One way to visualize this phenomenon is through what economists and demographers call the population pyramid. The pyramid shows the number of members of our population by gender and age. Typically, this relationship appears like a triangle or a pyramid because most growing regions have a lot of young people and relatively few elderly people. However, this pyramid for Clinton County appeared more like a pot-bellied stove than a triangle by the year 2000:

Even by the year 2000, our population was aging with the rest of the nation. We had a baby-boom population that was moving through the demographic chart, creating the greatest bulge of individuals in their late thirties to early fifties. The region also had a bulge in the population in the age bracket 18-22 because two colleges are located in Clinton County.
Such a bulge in the more experienced end of the working age population is a good thing for an economy. It ensures there is a strong number of people working, compared to those who are too young to work or have retired.
By the year 2030, though, we estimate a significant shift in the pyramid:

By 2035, the second largest population group in Clinton County will be in its fifties. If we exclude the college-age bulge, we see that there will be about as many people of retirement age or over fifty and preparing for retirement than there are those in the critical workforce years of 25 to 49.
This reality helped shape the recent Comprehensive Land Use Plan for the Towns of Plattsburgh and Peru. Made up of professors and planners, educators and economists, retirees and real estate experts, and many different professions in between, and representing the entire spectrum of political philosophies, these groups nonetheless coalesced around the need to create a healthy, livable and vibrant community that can successfully attract a new cohort of young families.
The group recognized that community sustainability requires a vision that is people-centric. This region needs to continue to build employment, but in those jobs that people find sufficiently enjoyable to come to a new region. It requires an integration of work and play, and an emphasis on high quality jobs rather than simply on jobs for jobs' sake.

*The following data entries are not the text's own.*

PR #822, opened 2023-10-07
Introduce `{Integer,Long}SignumIs{Positive,Negative}` Refaster rules

Stephan202:
Suggested commit message:
```
Introduce `{Integer,Long}SignumIs{Positive,Negative}` Refaster rules (#822)
```

These suggestions follow from the discussion in #812.

### DIFF
--- a/error-prone-contrib/src/main/java/tech/picnic/errorprone/refasterrules/PrimitiveRules.java
+++ b/error-prone-contrib/src/main/java/tech/picnic/errorprone/refasterrules/PrimitiveRules.java
@@ -8,7 +8,9 @@ import com.google.common.primitives.Floats;
 import com.google.common.primitives.Ints;
 import com.google.common.primitives.Longs;
 import com.google.common.primitives.Shorts;
+import com.google.errorprone.refaster.Refaster;
 import com.google.errorprone.refaster.annotation.AfterTemplate;
+import com.google.errorprone.refaster.annotation.AlsoNegation;
 import com.google.errorprone.refaster.annotation.BeforeTemplate;
 import tech.picnic.errorprone.refaster.annotation.OnlineDocumentation;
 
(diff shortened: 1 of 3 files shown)


error-prone-contrib/src/main/java/tech/picnic/errorprone/refasterrules/PrimitiveRules.java
```diff
@@ -384,4 +386,98 @@ boolean after(double d) {
...
+
+    @BeforeTemplate
+    boolean before(double v) {
+      return Refaster.anyOf(Math.signum(v) > 0, Math.signum(v) >= 1);
+    }
+
+    @AfterTemplate
+    @AlsoNegation
+    boolean after(double v) {
+      return Math.signum(v) == 1;
```
Stephan202, line 461: Here and in the `@AfterTemplaye` below flags [_S1244: Equality tests should not be made with floating point values_](https://sonarcloud.io/organizations/picnic-technologies/rules?open=java%3AS1244&rule_key=java%3AS1244), which is fair. Options:
1. Omit the `Math.signum` rules.
2. Suppress the warning, since the this will do the right thing, as per the documentation.

Option (2) does force others to suppress the warning too, though, so perhaps (1) is better?

Stephan202 (commented):
Thoughts appreciated.

error-prone-contrib/src/main/java/tech/picnic/errorprone/refasterrules/PrimitiveRules.java
Venorcis: Oof, returning a double/float that is fixed to `1.0 / 0.0 / -1.0` is an interesting design indeed 😿 IMO generally most uses of double/float should be considered very carefully, but more to the point, I guess I'd lean towards the consistency and keep it included.

Venorcis (approved):

error-prone-contrib/src/main/java/tech/picnic/errorprone/refasterrules/PrimitiveRules.java
rickie: Hmm, IIUC the equality check *will* work right? Because the floating point of 1 equality check is just fine. However, based on the Sonar rule I'd say we should not rewrite this one. It would maybe be better to flag this one as something that is not something one should do in code. 

Additionally, for people outside of Picnic that have setup Sonar with most rules enabled will have to suppress / work around this one after our rewite, if I'm correct.

Stephan202: K, I rebased and dropped the `Math` rules, at least for now. That way we can merge the PR and defer the rest (to potentially never do it).

Stephan202 (commented):
Also rebased.

rickie (approved):
Nice 😃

At the same time, if the North Country occupational data published by the Department of Labor grows proportional to national growth estimates, the IDEA predicts:
North Country Workforce Needs 2006 to 2016

Put simply, our region must develop a strategy that will address the ways in which it can grow, even as it addresses the aging population. Population sustainability has become the buzzword for those who are actively nurturing the workforce of today for job demand tomorrow.

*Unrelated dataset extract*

PR #201, opened 2022-04-05
chore: update Eleventy and dependencies for 11ty@1.0.0

rvagg:
Mainly to deal with dependabot security warnings, but this is a bit overdue anyway. Updates all dependencies, the main big one being eleventy's 1.0.0 release, which has some minor breaking changes but the diff here seems to have taken care of the big ones (`sh` syntax highligher missing, .gitignore in .site no longer being read).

These issues should not be confined to any one town in isolation, though. The entire Clinton County region faces similar demographics and challenges, and can enjoy the same opportunities. The work of enlightened citizens in our various towns can come together to produce a plan for our region that brings out the best of each of our towns. In doing so, we can create a sustainable region that thrives in an increasingly competitive global economy.
The IDEA is doing its part to encourage the dialogs necessary to make such a plan possible. It is sponsoring the second Vision 2040 workshop that brings together community leaders and young people so that we are well-prepared for the economic and demographic realities. It also conducts research into issues that will confront us all.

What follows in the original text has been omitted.